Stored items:
**********
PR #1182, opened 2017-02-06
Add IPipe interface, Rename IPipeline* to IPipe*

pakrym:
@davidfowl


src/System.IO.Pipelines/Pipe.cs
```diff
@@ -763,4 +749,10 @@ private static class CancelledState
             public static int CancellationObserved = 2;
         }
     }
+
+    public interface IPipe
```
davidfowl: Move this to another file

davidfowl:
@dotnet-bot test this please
**********
Would you reproduce all the entries exactly?

PR #1182, opened 2017-02-06
Add IPipe interface, Rename IPipeline* to IPipe*

pakrym:
@davidfowl


src/System.IO.Pipelines/Pipe.cs
```diff
@@ -763,4 +749,10 @@ private static class CancelledState
             public static int CancellationObserved = 2;
         }
     }
+
+    public interface IPipe
```
davidfowl: Move this to another file

davidfowl:
@dotnet-bot test this please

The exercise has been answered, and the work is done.